Копчёная селёдка без горчицы
Часть 17 из 64 Информация о книге
Для доступа к библиотеке пройдите авторизацию
На миг я подумала, что он упал. Возможно, под действием избыточных алкогольных паров он попытался забраться на статую. Может быть, соскользнул с головы Посейдона и упал на трезубец.
Однако, эта идея оказалась недолговечной. Я почти сразу же заметила, что его руки связаны за спиной. Но это еще не самое худшее.
Когда я обошла статую, чтобы увидеть его спереди, солнце ярко сверкнуло на какой-то штуке, торчащей изо рта Бруки.
— Оставайся здесь, — сказала я Порслин, хотя видела, что она и так застыла на месте.
Я прислонила «Глэдис» к нижней из трех чаш в форме раковин, образующих фонтан, затем забралась на ее трубчатую раму, встала на сиденье, откуда смогла залезть на грубый каменный край.
Чаша бассейна была наполнена отвратительной жижей из черной воды, мертвых листьев и плесени — результат столетия заброшенности, и пахло это отвратительно.
Стоя на краю, я смогла забраться на среднюю раковину и, наконец, на верхнюю. Я оказалась на уровне коленей Бруки, уставившись в его невидящие глаза. Его лицо было жуткого оттенка белого рыбьего брюха.
Разумеется, он был абсолютно мертв.
После первоначального шока от осознания того, что кого-то, с кем я говорила лишь несколько часов назад, больше нет среди живых, я ощутила странное возбуждение.

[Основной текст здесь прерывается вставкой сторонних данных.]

PR #71, opened 2017-10-26
Revert "adds cloudwatch metrics for each lambda function"

michaelwmcnamara:
Reverts guardian/support-workers#68

This is reverting a change that added extra cloudwatch metrics to our Lambda functions.
This was so that we could take advantage of the composite metrics and alerting in Librato tocreate alerts on the rates of success vs attempts on out Lambda functions.

The new metrics were necessary because the full complement of tags for the standard AWS Lambda metrics were not being pulled through by Librato - as a result they were missing critical data.

Librato has just informed me that they have managed to fix this bug and I have tested and confirmed that all tags for the standard AWS Lambda metrics are now pulling through.
As a result the duplicate metrics are no longer needed and can be removed (no sense paying for something we already have).


jacobwinch:
👍

PR #72, opened 2017-10-31
Fix test JSON

jacobwinch:
## Why are you doing this?
To fix the tests.

## Changes
* Fix country value in mock JSON input 

cc @michaelwmcnamara


michaelwmcnamara:
😻

PR #73, opened 2017-11-14
Don't return a recurring contribution if the user has cancelled it

jacobwinch:
## Why are you doing this?

I noticed that the CreateZuoraSubscription lambda skips over the subscribe call for any user who has a subscription with a Contributor plan. This clause is too inclusive - it means that we are accidentally stopping users with cancelled contributions from signing up again.

[**Trello Card**](https://trello.com/c/p68imE2D/1092-allow-cancelled-monthly-contributors-to-re-subscribe)

## Changes

* Check that a sub is active when searching for a monthly contribution
* Add integration tests
* Minor logging/formatting tweaks


monthly-contributions/src/main/scala/com/gu/support/workers/lambdas/CreateZuoraSubscription.scala
```diff
@@ -27,7 +27,7 @@ class CreateZuoraSubscription(servicesProvider: ServiceProvider = ServiceProvide
     }
 
   def skipSubscribe(state: CreateZuoraSubscriptionState, subscription: SubscriptionResponse): Future[SendThankYouEmailState] = {
-    logger.info(s"Skipping subscribe for user because they are already a contributor " +
+    logger.info(s"Skipping subscribe for user ${state.user.id} because they are already an active contributor " +
```
rupertbates: I think we want to avoid writing user ids into logs, just from a GDPR paranoia point of view.

jacobwinch: Sure, I'll remove this - although I do wonder how we are going to address this problem more generally (and also exactly what the status of account number will be in a GDPR compliant world!)

jacobwinch:
This is working on CODE.

PR #76, opened 2017-11-15
Use latest riff-raff plugin

jacobwinch:
## Why are you doing this?

1. To keep things up to date 
2. Because this version of the plugin seems to ensure that tests are passing before uploading to S3, and we had a problem before where riff-raff would deploy a build, even if the tests on master were red - so this gives us some additional safety.

## Changes

* Update plugin

I can deploy this branch to CODE, and I'm assuming that's the only testing required for this.


jacobwinch:
(This has already been done for support-frontend - see https://github.com/guardian/support-frontend/pull/311/files#diff-a84f91f20f040218bccd09fed4761fb3R15)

Я не боюсь мертвых. В действительности мой скудный опыт показал, что они вызывают у меня чувство, совершенно противоположное страху. Мертвое тело — более захватывающее, чем живое, и мне довелось узнать, что трупы — лучшие рассказчики. Мне повезло уже увидеть несколько; Бруки на самом деле был третьим.

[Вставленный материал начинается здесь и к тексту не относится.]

PR #77, opened 2017-11-23
Fail on exceptions

rupertbates:
## Why are you doing this?
To make it easier to see the outcome of state machine executions

This PR introduces 2 main changes 

* New RequestInfo info included with each request - this is unencrypted and contains useful information about the request such as whether the user is a test user and a list of messages which individual lambdas can add log messages to to make it easier to associate debug information with particular executions.
* New Failed state - previously the FailureHandler state would catch and swallow all exceptions meaning firstly that it was difficult to spot failed executions because they would still show as succeeded in the AWS console and secondly that routine failures caused by card payment failures were treated in the same way as real exceptions. Now card payment failures will continue to show as succeeded in the AWS console but any other error will transfer to a new Failed terminal state.

__Visual representation of an execution with a real error:__
screen shot 2017-11-23 at 12 49 55
__Visual representation of an execution with payment failure:__
screen shot 2017-11-23 at 12 50 56
__The structure of the new RequestInfo:__
screen shot 2017-11-23 at 12 51 31

[**Trello Card**](https://trello.com/c/woFAILTI/1090-make-it-easier-to-spot-failures-in-the-monthly-contributions-step-function-executions)

### DIFF
--- a/cloud-formation/src/templates/state-machine.yaml
+++ b/cloud-formation/src/templates/state-machine.yaml
@@ -54,6 +54,19 @@ States:
           {{> retry}}
     Next: WaitForBrowserPoll
 
+  FailureHandler:
+    Type: Task
+    Resource: "${FailureHandlerLambda.Arn}"
+    Next: SucceedOrFailChoice
+
+  SucceedOrFailChoice:
+    Type: Choice
+    Choices:
+      - Variable: "$.status"
+        StringEquals: "exception"
+        Next: FailState
+    Default: WaitForBrowserPoll
+
   WaitForBrowserPoll:
     Type: Wait
     Seconds: 30
@@ -63,7 +76,6 @@ States:
       is created and the old is terminated.
     End: True
 
-  FailureHandler:
-    Type: Task
-    Resource: "${FailureHandlerLambda.Arn}"
-    Next: WaitForBrowserPoll
+  FailState:
+    Type: Fail
+
--- a/cloud-formation/src/templates/state-machine.yaml
+++ b/cloud-formation/src/templates/state-machine.yaml
@@ -62,8 +62,8 @@ States:
   SucceedOrFailChoice:
     Type: Choice
     Choices:
-      - Variable: "$.status"
-        StringEquals: "exception"
+      - Variable: "$.requestInfo.failed"
+        BooleanEquals: true
         Next: FailState
     Default: WaitForBrowserPoll
 
--- a/common/src/main/scala/com/gu/zuora/encoding/CustomCodecs.scala
+++ b/common/src/main/scala/com/gu/zuora/encoding/CustomCodecs.scala
@@ -69,9 +69,14 @@ trait ModelsCodecs {
   implicit val encodeContribution: Encoder[Contribution] = deriveEncoder
 
   implicit val executionErrorCodec: Codec[ExecutionError] = deriveCodec
+
+  implicit val requestInformationCodec: Codec[RequestInformation] = deriveCodec
+
   implicit val jsonWrapperDecoder: Decoder[JsonWrapper] = Decoder
-    .forProduct3("state", "error", "encrypted")(JsonWrapper.apply)
-    .or(Decoder.forProduct2("state", "error")((s: String, e: Option[ExecutionError]) => JsonWrapper(s, e, encrypted = false)))
+    .forProduct3("state", "error", "requestInformation")(JsonWrapper.apply)
+    .or(Decoder.forProduct3("state", "error", "encrypted")((s: String, e: Option[ExecutionError], en: Boolean) =>
+        JsonWrapper(s, e, RequestInformation(en, testUser = false, failed = false, Nil))))
+
   implicit val jsonWrapperEncoder: Encoder[JsonWrapper] = deriveEncoder
 
   implicit val acquisitionDataCodec: Codec[AcquisitionData] = {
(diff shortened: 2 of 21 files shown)


monthly-contributions/src/test/scala/com/gu/support/workers/errors/PayPalErrorsSpec.scala
```diff
@@ -1,46 +1,41 @@
...
-    val outStream = new ByteArrayOutputStream()
-
-    a[RetryUnlimited] should be thrownBy {
-      createPaymentMethod.handleRequest(wrapFixture(createPayPalPaymentMethodJson()), outStream, context)
-    }
-
-    // Shut down the server. Instances cannot be reused.
-    server.shutdown()
-  }
+  //  "Timeouts from PayPal" should "throw a NonFatalException" in {
```
jacobwinch: Is this intentionally left commented out?

rupertbates: Nope, well spotted!

monthly-contributions/src/test/scala/com/gu/support/workers/Fixtures.scala
```diff
@@ -137,21 +138,30 @@ object Fixtures {
...
+          "error": {
+            "Error": "com.example.SomeError",
+            "Cause": "Oh no! It's on fire!"
```
jacobwinch: :fire:

monthly-contributions/src/main/scala/com/gu/support/workers/lambdas/CreateZuoraSubscription.scala
```diff
@@ -20,23 +21,27 @@ class CreateZuoraSubscription(servicesProvider: ServiceProvider = ServiceProvide
...
+  ): FutureHandlerResult =
     services.zuoraService.getRecurringSubscription(state.user.id, state.contribution.billingPeriod).flatMap {
-      case Some(sub) => skipSubscribe(state, sub)
-      case None => subscribe(state, services)
+      case Some(sub) => skipSubscribe(state, requestInfo, sub)
+      case None => subscribe(state, requestInfo, services)
     }
 
-  def skipSubscribe(state: CreateZuoraSubscriptionState, subscription: SubscriptionResponse): Future[SendThankYouEmailState] = {
-    logger.info(s"Skipping subscribe for user because they are already an active contributor " +
```
jacobwinch: Have we lost this logging, or does it happen in appendMessage?

rupertbates: I left it out, now that the message will appear in the console it didn't seem that useful.

cloud-formation/src/templates/state-machine.yaml
```diff
@@ -63,7 +76,6 @@ States:
       is created and the old is terminated.
     End: True
 
-  FailureHandler:
-    Type: Task
-    Resource: "${FailureHandlerLambda.Arn}"
-    Next: WaitForBrowserPoll
\ No newline at end of file
+  FailState:
```
jacobwinch: So presumably this causes the overall State Machine Execution status to be failed, which means that the status endpoint in support-frontend ([here?](https://github.com/guardian/support-frontend/blob/5d8b40e37cfb1509583b2fbd9b82ced3f6d468fc/app/services/stepfunctions/RegularContributionsClient.scala#L120)) will return a failure status?

rupertbates: Yes

monthly-contributions/src/main/scala/com/gu/support/workers/lambdas/CreateZuoraSubscription.scala
jacobwinch: I'd prefer to keep it in the logs as well, if possible. It's useful to keep track of how often this is happening as it could be symptomatic of a wider problem.

I was actually thinking we might even want to add a metric or something around this. Although it's valuable as a safety check, theoretically we could break this check and stop taking money altogether, and we'd struggle to notice because everything would stay green!

common/src/main/scala/com/gu/zuora/encoding/CustomCodecs.scala
```diff
@@ -69,9 +69,14 @@ trait ModelsCodecs {
...
   implicit val executionErrorCodec: Codec[ExecutionError] = deriveCodec
+
+  implicit val RequestInfoCodec: Codec[RequestInfo] = deriveCodec
+
   implicit val jsonWrapperDecoder: Decoder[JsonWrapper] = Decoder
-    .forProduct3("state", "error", "encrypted")(JsonWrapper.apply)
-    .or(Decoder.forProduct2("state", "error")((s: String, e: Option[ExecutionError]) => JsonWrapper(s, e, encrypted = false)))
+    .forProduct3("state", "error", "requestInfo")(JsonWrapper.apply)
+    .or(Decoder.forProduct3("state", "error", "encrypted")((s: String, e: Option[ExecutionError], en: Boolean) =>
+      JsonWrapper(s, e, RequestInfo(en, testUser = false, failed = false, Nil))))
```
jacobwinch: Is this for backwards compatibility - tested here? https://github.com/guardian/support-workers/pull/77/files#diff-19f847463e299e4a039b9badecbc343dR26

rupertbates: Yes, it can go once this PR: https://github.com/guardian/support-frontend/pull/390 is deployed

Покачиваясь на краю скульптурной каменной раковины, я смогла ясно разглядеть, что сверкало на солнце. Из одной ноздри Бруки — не изо рта — торчал предмет, который сначала показался мне круглым серебряным медальоном: плоский диск с отверстиями и приделанной к нему ручкой. На конце повисла капля крови Бруки.
На диске было выгравировано изображение лобстера, а на ручке — монограмма де Люсов.
«ДЛ».
Это была серебряная ложка для лобстеров — из набора, принадлежащего Букшоу.

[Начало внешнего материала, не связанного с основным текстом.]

PR #79, opened 2017-11-24
Add alarms for no executions and failed executions

jacobwinch:
## Why are you doing this?

This PR adds two new alarms, so that we know if things are broken in production:

**1. NoStateMachineExecutionsAlarm**
Intended to catch cases where the interaction between support-frontend and support-workers is fundamentally broken.

**2. ExecutionFailureAlarm** 
If the Fail State added in https://github.com/guardian/support-workers/pull/77 is triggered, we should be informed so that we can fix the bug (or add more genuine/valid reasons for failure to the handler).
If we break any of the individual lambdas, this should serve as a catch all for that too.

[**Trello Card**](https://trello.com/c/cnYz9x3R/1115-add-basic-production-monitoring-to-support-projects)

## Changes

* Add new alarms to Cloudformation

cc @michaelwmcnamara

### DIFF
--- a/cloud-formation/src/templates/cfn-template.yaml
+++ b/cloud-formation/src/templates/cfn-template.yaml
@@ -124,42 +124,42 @@ Resources:
 
   NoStateMachineExecutionsAlarm:
     Type: AWS::CloudWatch::Alarm
-    Condition: CreateCodeResources
+    Condition: CreateProdResources
     Properties:
       InsufficientDataActions:
-      - !Sub arn:aws:sns:${AWS::Region}:${AWS::AccountId}:jacob-testing
+      - !Sub arn:aws:sns:${AWS::Region}:${AWS::AccountId}:simple-dev
       OKActions:
-      - !Sub arn:aws:sns:${AWS::Region}:${AWS::AccountId}:jacob-testing
+      - !Sub arn:aws:sns:${AWS::Region}:${AWS::AccountId}:simple-dev
       AlarmName: !Sub No Recent State Machine Execution Attempts in ${Stage} (Monthly Contributions Sign-Ups)
       AlarmDescription: The Monthly Contribtions state machine has not been triggered for 3 hours - has something broken?
       MetricName: ExecutionsStarted
       Namespace: AWS/States
       Dimensions:
         - Name: StateMachineArn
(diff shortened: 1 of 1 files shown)


cloud-formation/src/templates/cfn-template.yaml
```diff
@@ -120,4 +120,46 @@ Resources:
             {{> stateMachine}}
 
           - {}
-      RoleArn: !GetAtt [ StatesExecutionRole, Arn ]
\ No newline at end of file
+      RoleArn: !GetAtt [ StatesExecutionRole, Arn ]
+
+  NoStateMachineExecutionsAlarm:
+    Type: AWS::CloudWatch::Alarm
+    Condition: CreateProdResources
```
jacobwinch: We only create these for the PROD stack

cloud-formation/src/templates/cfn-template.yaml
```diff
@@ -120,4 +120,46 @@ Resources:
...
+    Properties:
+      InsufficientDataActions:
+      - !Sub arn:aws:sns:${AWS::Region}:${AWS::AccountId}:simple-dev
+      OKActions:
```
jacobwinch: If this resolves itself (i.e. people start signing up again after a quiet period), we get emailed about that too

cloud-formation/src/templates/cfn-template.yaml
```diff
@@ -120,4 +120,46 @@ Resources:
...
+      AlarmName: !Sub No Recent State Machine Execution Attempts in ${Stage} (Monthly Contributions Sign-Ups)
+      AlarmDescription: The Monthly Contributions state machine has not been triggered for an extended period - has something broken?
+      MetricName: ExecutionsStarted
+      Namespace: AWS/States
+      Dimensions:
+        - Name: StateMachineArn
+          Value: !Ref MonthlyContributionsPROD
+      ComparisonOperator: LessThanThreshold
+      Threshold: 1
+      Period: 7200
```
jacobwinch: This might need some tuning, once I can work out exactly how AWS uses the period to determine whether there is insufficient data or not...

jacobwinch:
This has been tested in CODE (including deployment via riff-raff).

Последний раз, когда я видела наши столовые приборы, Доггер натирал их полиролью для серебра на кухонном столе.
Рабочая часть ложки, насколько я помнила, заканчивалась двумя маленькими зубцами, торчащими, словно рожки у улитки. Эти острия, предназначенные, чтобы доставать розовое мясо из трещин в панцире вареного лобстера, теперь прочно вонзились глубоко в мозг Бруки Хейрвуда.
Смерть от фамильного серебра, подумала я, не успев отключить эту часть мозга.
Слабый стон снизу напомнил мне, что Порслин еще здесь.
Ее лицо было почти таким же белым, как у Бруки, и я увидела, что она трясется.
— Бога ради, Флавия, — сказала она дрожащим голосом, — слезай, давай уйдем отсюда. Кажется, меня сейчас стошнит.
— Это Бруки Хейрвуд, — отозвалась я и вознесла безмолвную молитву за упокой браконьерской души.
Защити его, Господи, и пусть небеса изобилуют для него ручьями с форелью.
Мысль о форели напомнила мне о Колине Прауте. Я почти забыла о мальчике. Вздохнет ли Колин с облегчением, когда услышит, что его мучитель мертв? Или опечалится?
Мать Бруки окажется в таком же затруднительном положении. А вместе с ней, дошло до меня, и почти каждый в Бишоп-Лейси.
Я поставила ногу на колено Посейдона и подтянулась вверх, уцепившись за его могучий локоть. Теперь я оказалась чуть выше Бруки, рассматривая что-то, привлекшее мое внимание. В выемке между двумя остриями трезубца было сияющее пятнышко размером с шестипенсовик, как будто кто-то отполировал бронзу тряпкой.
Я запомнила форму этого пятна и начала медленно спускаться вниз, очень стараясь не прикасаться к телу Бруки.
— Пойдем, — сказала я Порслин, встряхивая ее за руку. — Надо убраться отсюда, пока не решили, что это мы сделали.
Я не стала говорить ей, что затылок Бруки превратился в кровавое месиво.
Мы на секунду остановились за одной из розовых изгородей, которые в это время года второй раз цвели. Со стороны кухонного огорода доносился скрип лопатки, которой Доггер соскребал старую землю с цветочных горшков. Миссис Мюллет, насколько я знала, уже ушла.
— Оставайся тут, — прошептала я, — пока я разведаю обстановку.
Порслин, казалось, едва меня слышит. Белая от страха и усталости, она столбом стояла среди роз, словно статуя в Букшоу, на которую шутки ради набросили старое черное платье.
Я пронеслась, незамеченная, как я надеялась, по траве и гравиевой дорожке к кухонной двери. Прильнув к ней, я прижалась ухом к тяжелому дереву.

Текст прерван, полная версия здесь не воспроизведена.